(SOURCE RECORDS)

PR #714, opened 2026-03-24
rs_loader: check for overflow on i64 to c_long cast

RaicyAugusto:
# Description

c_long is 32-bit on Windows. The previous cast from i64 to c_long was unchecked, causing silent overflow for values outside c_long range.
Added bounds check before casting and return Err on overflow.

## Type of change

# Checklist:


viferga:
it doesn't solve the issue in win

PR #722, opened 2026-03-25
fix(memcheck): add ruby suppression and remove duplicate wasm suppression

MrSpideyNihal:
## Changes

- Replaced duplicate `valgrind-wasm.supp` line with `valgrind-ruby.supp` in `cmake/CompileOptions.cmake`
- Added 3 missing suppressions to `valgrind-ruby.supp` from Shopify's ruby_memcheck reference file:
  - `strscan_do_scan` (regex leak in strscan.c)
  - `rb_callable_method_entry` (lazy callcache table creation)
  - `date__parse` (lazy Regexp initialization in date library)

## Context

`valgrind-ruby.supp` already existed in `source/tests/memcheck/` but was never referenced in `CompileOptions.cmake`. The duplicate `valgrind-wasm.supp` line on L88 was replaced with the ruby suppression.

Closes #704


viferga:
You pushed everything in the same old PR, don't do that, do this instead:

```
git checkout develop
git pull upstream develop 
git checkout -b fix/valgrind-supressions

// add the last changes you made

git push origin fix/valgrind-supressions

// create a pr from this branch into develop
```

PR #728, opened 2026-03-25
fix(rs_port): exit on missing library instead of silently warning

RaicyAugusto:
# Description

When `find_metacall_library()` failed, the `Err` branch only emitted a warning and still passed `cargo:rustc-link-lib=dylib=metacall`, letting the linker try an implicit fallback.

This could hide the real configuration issue because the build would continue even after explicit library detection had already failed.

Now it exits immediately with an error instead.

Before:
Screenshot from 2026-03-25 20-26-27

After:
image

## Type of change

### DIFF
--- a/source/ports/rs_port/sys/src/lib.rs
+++ b/source/ports/rs_port/sys/src/lib.rs
@@ -374,13 +374,8 @@ pub fn build() {
             }
             Err(e) => {
                 // Print the error
-                println!(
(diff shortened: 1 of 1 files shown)


viferga:
I have merged it but I am not sure if this is the best way, maybe we can return the result and exit(1) in rs_port instead of metacall-sys.

viferga:
Let's see what happens with the CI now, which CIs fail.

PR #731, opened 2026-03-26
Renamed pub fn build(source: Source) -> SourceImpl

### LINKED ISSUE #688: Enhancement: Renaming pub fn new(source: Source) -> SourceImpl
In the rs_loader, in the [compiler](https://github.com/metacall/core/tree/develop/source/loaders/rs_loader/rust/compiler) crates. In the `impl Source {...} ` there is a function new that returns a `SourceImpl`. In Rust, methods named `new` are semantically expected to return `Self` , so actually it's breaking rust convention and triggers `clippy::new_ret_no_self` lint.

I have temporally added  #[allow(clippy::new_ret_no_self)] in my PR #687, but I think that to have a more idiomatic code it should be renamed to build/create.

niko091:
# Description

Changed `pub fn build(source: Source) -> SourceImpl` to `fn build(source: Source) -> SourceImpl`

Removed #[allow(clippy::new_ret_no_self)] that now is useless

Changed the name every time the function is used

Updated the tests

Fixes #688 

## Type of change

# Checklist:

### DIFF
--- a/source/loaders/rs_loader/rust/compiler/src/file.rs
+++ b/source/loaders/rs_loader/rust/compiler/src/file.rs
@@ -12,7 +12,7 @@ pub struct FileRegistration {
 }
 impl FileRegistration {
     pub fn new(path_to_file: PathBuf) -> Result<FileRegistration, RegistrationError> {
-        let state = match compile(Source::new(Source::File {
+        let state = match compile(Source::build(Source::File {
             path: path_to_file.clone(),
         })) {
             Ok(state) => state,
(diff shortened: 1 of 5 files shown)


viferga:
why didn't you include this in the same PR of clippy refactor?

niko091:
Hi, because it was not a warning about code cleanliness, but a semantic  problem, so I created the Issue because I think that the #[allow(clippy::new_ret_no_self)] could be enough and because the Issue is still active I created this PR to maintain them separated. Let me know the preferred way to handle this.

niko091:
Closed in favor of #766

(End SOURCE RECORDS)

HOW TO COMPLETE THIS TASK: Please return the lines above that run from the line containing "Print the error" to the line containing "Removed #[allow(clippy::new_ret_no_self)] that", inclusive, exactly and with no other lines.

RESPONSE TO THE EXERCISE:
                 // Print the error
-                println!(
(diff shortened: 1 of 1 files shown)


viferga:
I have merged it but I am not sure if this is the best way, maybe we can return the result and exit(1) in rs_port instead of metacall-sys.

viferga:
Let's see what happens with the CI now, which CIs fail.

PR #731, opened 2026-03-26
Renamed pub fn build(source: Source) -> SourceImpl

### LINKED ISSUE #688: Enhancement: Renaming pub fn new(source: Source) -> SourceImpl
In the rs_loader, in the [compiler](https://github.com/metacall/core/tree/develop/source/loaders/rs_loader/rust/compiler) crates. In the `impl Source {...} ` there is a function new that returns a `SourceImpl`. In Rust, methods named `new` are semantically expected to return `Self` , so actually it's breaking rust convention and triggers `clippy::new_ret_no_self` lint.

I have temporally added  #[allow(clippy::new_ret_no_self)] in my PR #687, but I think that to have a more idiomatic code it should be renamed to build/create.

niko091:
# Description

Changed `pub fn build(source: Source) -> SourceImpl` to `fn build(source: Source) -> SourceImpl`

Removed #[allow(clippy::new_ret_no_self)] that now is useless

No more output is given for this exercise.